Although city law doesn’t require Barrington Plaza and other residential towers of its era to perform sprinkler retrofits, city officials made its planned repairs from the 2020 fire contingent on upgrading the safety standards of all units.

“We understand the impact removing all Barrington Plaza rental units from the market will have on our tenants,” Jordan Kaplan, CEO of Douglas Emmett, said in a statement. “Unfortunately, this is the only way to comply with city directives to install fire sprinklers and other life safety improvements throughout the towers following the January 2020 fire.”

The sprinkler issue at Barrington Plaza became an issue last fall during the District 11 race for the City Council seat vacated by Councilman Mike Bonin.  Traci Park, who won the election, had received a $400,000 campaign contribution from the publicly traded Douglas Emmett. 

As many as 55 residential highrises in Los Angeles built between 1943 and 1974, containing nearly 9,300 units, are exempted from laws requiring sprinklers.

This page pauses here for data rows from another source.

PR #934, opened 2024-05-20
e2e serial: initiate NRT list in each test independently

shajmakh:
Before this change, each test used the data of NRT list that was
gathered at the beginning of the suite and compared it with the NRT data gathered after each test to ensure the NRTs are settled. This is fine as long as the resources topology is guaranteed not to be updated in a way that messes up the teardown comparison.

Since we cannot specify the tools used to set up the resources in the
testing environment, hence no guarantee the topology would stay the same from the beginning of the suite till the end; we record the NRT data on each test fetching it directly from the cluster, independent from the data gathered at the start of the suite.

### DIFF
--- a/test/e2e/serial/config/fixture.go
+++ b/test/e2e/serial/config/fixture.go
@@ -66,7 +66,7 @@ var Config *E2EConfig
 
 func SetupFixture() error {
 	var err error
-	Config, err = NewFixtureWithOptions("e2e-test-infra", e2efixture.OptionRandomizeName|e2efixture.OptionAvoidCooldown)
+	Config, err = NewFixtureWithOptions("e2e-test-infra", e2efixture.OptionRandomizeName|e2efixture.OptionAvoidCooldown|e2efixture.OptionStaticClusterData)
 	return err
 }
 
--- a/test/e2e/serial/tests/resource_hostlevel.go
+++ b/test/e2e/serial/tests/resource_hostlevel.go
@@ -56,8 +56,6 @@ var _ = Describe("[serial] numaresources host-level resources", Serial, func() {
 
 	AfterEach(func() {
 		Expect(e2efixture.Teardown(fxt)).To(Succeed())
-		By("waiting for the NRT data to settle")
-		e2efixture.MustSettleNRT(fxt)
 	})
 
 	Context("with at least two nodes suitable", func() {
--- a/test/utils/fixture/fixture.go
+++ b/test/utils/fixture/fixture.go
@@ -41,6 +41,7 @@ import (
 	"github.com/openshift-kni/numaresources-operator/internal/objects"
 	intwait "github.com/openshift-kni/numaresources-operator/internal/wait"
 	e2eclient "github.com/openshift-kni/numaresources-operator/test/utils/clients"
+	"github.com/openshift-kni/numaresources-operator/test/utils/noderesourcetopologies"
 	"sigs.k8s.io/controller-runtime/pkg/client"
 )
 
@@ -67,9 +68,10 @@ const (
 type Options uint
 
 const (
-	OptionNone          = 0
-	OptionRandomizeName = 1 << iota
-	OptionAvoidCooldown = 2 << iota
+	OptionNone              = 0
+	OptionRandomizeName     = 1 << iota
+	OptionAvoidCooldown     = 2 << iota
+	OptionStaticClusterData = 4 << iota
 )
 
 var (
@@ -89,18 +91,42 @@ func init() {
 }
 
 func SetupWithOptions(name string, nrtList nrtv1alpha2.NodeResourceTopologyList, options Options) (*Fixture, error) {
+	ctx := context.Background()
 	if !e2eclient.ClientsEnabled {
 		return nil, fmt.Errorf("clients not enabled")
 	}
 	randomizeName := (options & OptionRandomizeName) == OptionRandomizeName
 	avoidCooldown := (options & OptionAvoidCooldown) == OptionAvoidCooldown
+	staticClusterData := (options & OptionStaticClusterData) == OptionStaticClusterData
+	ginkgo.By("set up the test namespace")
 	ns, err := setupNamespace(e2eclient.Client, name, randomizeName)
 	if err != nil {
 		klog.Errorf("cannot setup namespace %q: %v", name, err)
 		return nil, err
 	}
-	ginkgo.By(fmt.Sprintf("set up the test namespace %q", ns.Name))
+	klog.Infof("test namespace %q was set up successfully", ns.Name)
+	if !staticClusterData {
+		ginkgo.By("pull NRT data before test starts")
+		var nrtAtTestSetup nrtv1alpha2.NodeResourceTopologyList
+		immediate := true
+		err := wait.PollUntilContextTimeout(ctx, 10*time.Second, 30*time.Second, immediate, func(ctx context.Context) (bool, error) {
+			err := e2eclient.Client.List(ctx, &nrtAtTestSetup)
+			return err == nil, nil
+		})
+		if err != nil {
+			klog.Errorf("failed to pull NRT items: %v", err)
+			return nil, err
+		}
 
+		ginkgo.By("verify the collected NRT data is similar to the data gathered in the beginning of the suite")
+		ok, _ := noderesourcetopologies.EqualNRTListsItems(nrtAtTestSetup, nrtList)
+		if !ok {
+			klog.Warning("WARNING! NRT MISMATCH:\n")
+			klog.Infof(intnrt.ListToString(nrtList.Items, "-----NRT at Suite Setup"))
+			klog.Infof(intnrt.ListToString(nrtAtTestSetup.Items, "-----NRT at Test Setup"))
+		}
+		nrtList = nrtAtTestSetup
+	}
 	klog.Infof("set up the fixture reference NRT List: %s", intnrt.ListToString(nrtList.Items, " fixture initial"))
 
 	return &Fixture{
--- a/test/utils/noderesourcetopologies/noderesourcetopologies.go
+++ b/test/utils/noderesourcetopologies/noderesourcetopologies.go
@@ -561,3 +561,22 @@ func ResourceInfoProvidingAtMost(resources []nrtv1alpha2.ResourceInfo, resName s
 	}
 	return true
 }
+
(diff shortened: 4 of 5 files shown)


shajmakh:
/hold 
for local tests to complete

test/e2e/serial/tests/resource_hostlevel.go
```diff
@@ -56,8 +56,6 @@ var _ = Describe("[serial] numaresources host-level resources", Serial, func() {
 
 	AfterEach(func() {
 		Expect(e2efixture.Teardown(fxt)).To(Succeed())
-		By("waiting for the NRT data to settle")
-		e2efixture.MustSettleNRT(fxt)
```
ffromani, line 60: thanks for this optimization

test/utils/fixture/fixture.go
```diff
@@ -101,6 +101,12 @@ func SetupWithOptions(name string, nrtList nrtv1alpha2.NodeResourceTopologyList,
 	}
 	ginkgo.By(fmt.Sprintf("set up the test namespace %q", ns.Name))
 
+	if len(nrtList.Items) == 0 {
+		gomega.Eventually(func(g gomega.Gomega) {
+			err = e2eclient.Client.List(context.TODO(), &nrtList)
+			g.Expect(err).ToNot(gomega.HaveOccurred())
+		}).WithTimeout(30*time.Second).WithPolling(10*time.Second).Should(gomega.Succeed(), "failed to pull NRT items")
+	}
```
ffromani, line 109: unfortunately this is not OK because the bug was to have the `ginkgo.By` in this function 2 lines above. We should not have assertions/expectations in this function. Actually, only functions prefixed with `Must` should have them. So let's convert this loop in a wait loop (example: `wait.PollUntilContextTimeout()`) and let's return error on failure

ffromani (commented):
changes here LGTM but I'd like more context about the root cause before to move forward.

test/utils/fixture/fixture.go
ffromani: If we fetch the nrtList before every suite, which I'd not be against, we should perhaps check the nrtList we just collected against the one we collected when everything started. If they differ, we should emit a fat big warning because this is not expected to happen. WDYT?

shajmakh: Thanks for your comments. I'll reposition ginkgo.by few lines above to align with the ns setup step.
And thanks for sharing the info on functions starting with Must. I'll update this part and adopt your suggestion.

test/utils/fixture/fixture.go
```diff
@@ -70,6 +71,7 @@ const (
 	OptionNone          = 0
 	OptionRandomizeName = 1 << iota
 	OptionAvoidCooldown = 2 << iota
+	OptionIsSuite       = 4 << iota
```
shajmakh, line 74: I was reluctant if these options are meant only for single tests but found it handy instead of passing another parameter to the setupWithOption to indicate a suite setup, @ffromani WDYT about keeping it?

test/utils/fixture/fixture.go
shajmakh: addressed in last commit

test/utils/fixture/fixture.go
ffromani: we need to review how use `iota` here (mostly my fault)

test/e2e/serial/config/fixture.go
```diff
@@ -66,7 +66,7 @@ var Config *E2EConfig
 
 func SetupFixture() error {
 	var err error
-	Config, err = NewFixtureWithOptions("e2e-test-infra", e2efixture.OptionRandomizeName|e2efixture.OptionAvoidCooldown)
+	Config, err = NewFixtureWithOptions("e2e-test-infra", e2efixture.OptionRandomizeName|e2efixture.OptionAvoidCooldown|e2efixture.OptionIsSuite)
```
ffromani, line 69: I'm ok with the concept but let's brainstorm a better name :)

test/utils/fixture/fixture.go
```diff
@@ -94,13 +96,63 @@ func SetupWithOptions(name string, nrtList nrtv1alpha2.NodeResourceTopologyList,
...
 	avoidCooldown := (options & OptionAvoidCooldown) == OptionAvoidCooldown
+	isSuiteSetup := (options & OptionIsSuite) == OptionIsSuite
+	ginkgo.By("set up the test namespace")
 	ns, err := setupNamespace(e2eclient.Client, name, randomizeName)
 	if err != nil {
 		klog.Errorf("cannot setup namespace %q: %v", name, err)
 		return nil, err
 	}
-	ginkgo.By(fmt.Sprintf("set up the test namespace %q", ns.Name))
+	klog.Infof("test namespace %q was set up successfully", ns.Name)
```
ffromani, line 106: this should be logged the same way as "set up the test namespace", so this should be a `ginkgo.By`

test/utils/fixture/fixture.go
```diff
@@ -94,13 +96,63 @@ func SetupWithOptions(name string, nrtList nrtv1alpha2.NodeResourceTopologyList,
...
+	klog.Info("Going Once .... \n\n\n")
```
ffromani, line 107: please remove debug logs eventually

test/utils/fixture/fixture.go
```diff
@@ -94,13 +96,63 @@ func SetupWithOptions(name string, nrtList nrtv1alpha2.NodeResourceTopologyList,
...
+		ginkgo.By("pull NRT data before test starts")
+		var nrtAtTestSetup nrtv1alpha2.NodeResourceTopologyList
+		immediate := true
+		err := wait.PollUntilContextTimeout(context.Background(), 10*time.Second, 30*time.Second, immediate, func(ctx context.Context) (bool, error) {
+			err := e2eclient.Client.List(context.TODO(), &nrtAtTestSetup)
+			if err != nil {
+				return false, nil
+			}
+			return true, nil
+		})
```
ffromani, line 118: good, better: 
```
err := wait.PollUntilContextTimeout(context.Background(), 10*time.Second, 30*time.Second, immediate, func(ctx context.Context) (bool, error) {
	err := e2eclient.Client.List(context.Background(), &nrtAtTestSetup)
        return err == nil, nil
})
```

even better: create a single `context` at the beginning of this function and use it consistenly

test/utils/fixture/fixture.go
```diff
@@ -94,13 +96,63 @@ func SetupWithOptions(name string, nrtList nrtv1alpha2.NodeResourceTopologyList,
...
+			klog.Info("Going loop .... \n")
+
+		}
+		if nrtMismatch {
+			klog.Warning("NRT MISMATCH:\n")
+			a, _ := yaml.Marshal(nrtList.Items)
+			klog.Infof("-----NRT at Suite Setup: \n%s\n", a)
+			b, _ := yaml.Marshal(nrtAtTestSetup.Items)
+			klog.Infof("-----NRT at Test Setup: \n%s\n", b)
+		}
```
ffromani, line 151: this should probably be put in a separate function. Also, please check functions in `internal/noderesourcetopology/tostring.go`

ffromani (commented):
thnaks for the changes. The direction is better, let's keep it

test/utils/fixture/fixture.go
ffromani, line 151: When we add this kind of logic, let's always evaluate if we can move it in a (new) function inside a package, like `internal/noderesourcetopologies`. This way we can add unit tests to the new logic, even if we use it initially only in tests.

test/e2e/serial/config/fixture.go
ffromani: Perhaps `OptionStaticClusterData` ? `OptionInitialClusterInfo`?

test/utils/fixture/fixture.go
shajmakh: thanks for catching. removed

test/utils/fixture/fixture.go
shajmakh: why? I understand ginkgo.By usually used to highlight the next step to be executed. Since I moved By to line 100 to declare that the test is about to set up the ns, when the setup is done, I log the info pointing out the ns name. I did the same for NRT data.
I usually like to use ginkgo.By to highlight milestones/main steps of the test/function and klog for additional details while running the step's code

ffromani: for consistency. We notify the begin of an action using `ginkgo.By`, which is fine and I agree with your way of using it, but we notify the end of the same action using `klog.Infof`.
Not a big deal though

test/utils/fixture/fixture.go
shajmakh: you're right. updated in latest updates, let me know if the place of the function is fine, details found in the commit msg.

ffromani (commented):
/lgtm

thanks for the updates! nice work!

test/utils/noderesourcetopologies/noderesourcetopologies.go
```diff
@@ -561,3 +561,22 @@ func ResourceInfoProvidingAtMost(resources []nrtv1alpha2.ResourceInfo, resName s
 	}
 	return true
 }
+
+func EqualNRTListsItems(nrtListA, nrtListB nrtv1alpha2.NodeResourceTopologyList) (bool, error) {
```
ffromani, line 565: optional followup: can this be placed or reimplemented in terms of code in `internal/noderesourcetopology/equality.go`?

test/utils/fixture/fixture.go
```diff
@@ -89,18 +91,42 @@ func init() {
 }
 
 func SetupWithOptions(name string, nrtList nrtv1alpha2.NodeResourceTopologyList, options Options) (*Fixture, error) {
+	ctx := context.Background()
 	if !e2eclient.ClientsEnabled {
 		return nil, fmt.Errorf("clients not enabled")
 	}
 	randomizeName := (options & OptionRandomizeName) == OptionRandomizeName
 	avoidCooldown := (options & OptionAvoidCooldown) == OptionAvoidCooldown
+	StaticClusterData := (options & OptionStaticClusterData) == OptionStaticClusterData
```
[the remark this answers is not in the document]
shajmakh: thanks for catching, fixed

test/utils/noderesourcetopologies/noderesourcetopologies.go
ffromani: completely agree. This is non-urgent and can wait a followup PR later on.

PR #936, opened 2024-05-21
e2e: WithOffset -> GinkgoHelper

ffromani:
rather than use WithOffset variants, which composes badly, let's leverage ginkgo.GinkgoHelper() to achieve the same result in a more composable and easier way.


test/e2e/serial/tests/workload_placement_taint.go
```diff
@@ -21,6 +21,7 @@ import (
 	"fmt"
 	"time"
 
+	"github.com/onsi/ginkgo/v2"
```
shajmakh, line 24: imported twice

ffromani: fixed, thanks

PR #937, opened 2024-05-23
e2e: hostlevel: cover all pod QoSes

ffromani:
extend the existing non-regression test coverage to all possible QoSes besides Guaranteed.

### DIFF
--- a/test/e2e/serial/tests/resource_hostlevel.go
+++ b/test/e2e/serial/tests/resource_hostlevel.go
@@ -143,6 +143,88 @@ var _ = Describe("[serial][hostlevel] numaresources host-level resources", Seria
 				},
 				corev1.PodQOSBestEffort,
 			),
+			Entry("[qos:gu] with ephemeral storage, multi-container",
+				intnrt.SingleNUMANode,
+				// required resources for the test pod
+				[]corev1.ResourceList{
+					{
+						corev1.ResourceCPU:              resource.MustParse("2"),
+						corev1.ResourceMemory:           resource.MustParse("256Mi"),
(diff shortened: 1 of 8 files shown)


test/e2e/serial/tests/resource_hostlevel.go
```diff
@@ -113,6 +151,16 @@ var _ = Describe("[serial] numaresources host-level resources", Serial, func() {
...
+				corev1.PodQOSBurstable,
+			),
+			Entry("[tmscope:cnt][qos:be] with ephemeral storage",
+				intnrt.SingleNUMANode,
+				intnrt.Container,
+				// required resources for the test pod
+				corev1.ResourceList{
+					corev1.ResourceEphemeralStorage: resource.MustParse("256Mi"),
+				},
+				corev1.PodQOSBestEffort,
```
shajmakh, line 163: since the tests are dealing with pod with one container, we can omit passing the tmscope. this way the test would be executed on all available configured tmscopes whenever the test is triggered.

shajmakh (commented):
Thanks for extending the coverage.
LGTM.
Small comment below. and did you get a chance to run the new tests?

ffromani:
keeping the hold because I need to run the tests locally

test/e2e/serial/tests/resource_hostlevel.go
ffromani: Ok, _really_ fixed now. Took me 3 reads to really get your point, sorry!

ffromani:
also verified locally, hold removed

shajmakh:
Thanks for the additional coverage.
/lgtm

PR #938, opened 2024-05-30
CNF-11823: build manager and exporter with strictfipsruntime flag

rbaturov:
As part of the for effort of achieving FIPS compliancy for NROP operator, this step is needed - both binaries must be built with the strictfipsruntime flag


ffromani:
/hold

let's consider this change after the branch-out of 4.16

PR #939, opened 2024-05-31
e2e: host-level: verify NRT updates

shajmakh:
Add a check to verify NRT is updated accordingly for gu pods or not
updated for non-gu pods.

### DIFF
--- a/internal/resourcelist/resourcelist.go
+++ b/internal/resourcelist/resourcelist.go
@@ -107,16 +107,23 @@ func SubCoreResources(res, resToSub corev1.ResourceList) error {
 	return nil
 }
 
-func Accumulate(ress []corev1.ResourceList) corev1.ResourceList {
+func Accumulate(ress []corev1.ResourceList, filterFunc func(corev1.ResourceName, resource.Quantity) bool) corev1.ResourceList {
 	ret := corev1.ResourceList{}
 	for _, rr := range ress {
 		for resName, resQty := range rr {
+			if !filterFunc(resName, resQty) {
+				continue
+			}
 			qty := ret[resName]
 			qty.Add(resQty)
 			ret[resName] = qty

Tenant rights advocate Larry Gross said Douglas Emmett should have planned to temporarily relocate the tenants and allow them to return to their rent-controlled units when repairs are complete.

“That’s one of the largest complexes on the Westside,” Gross, of the Coalition for Economic Survival, told the Times. Its “rent-controlled units will be lost forever if they use the Ellis Act.”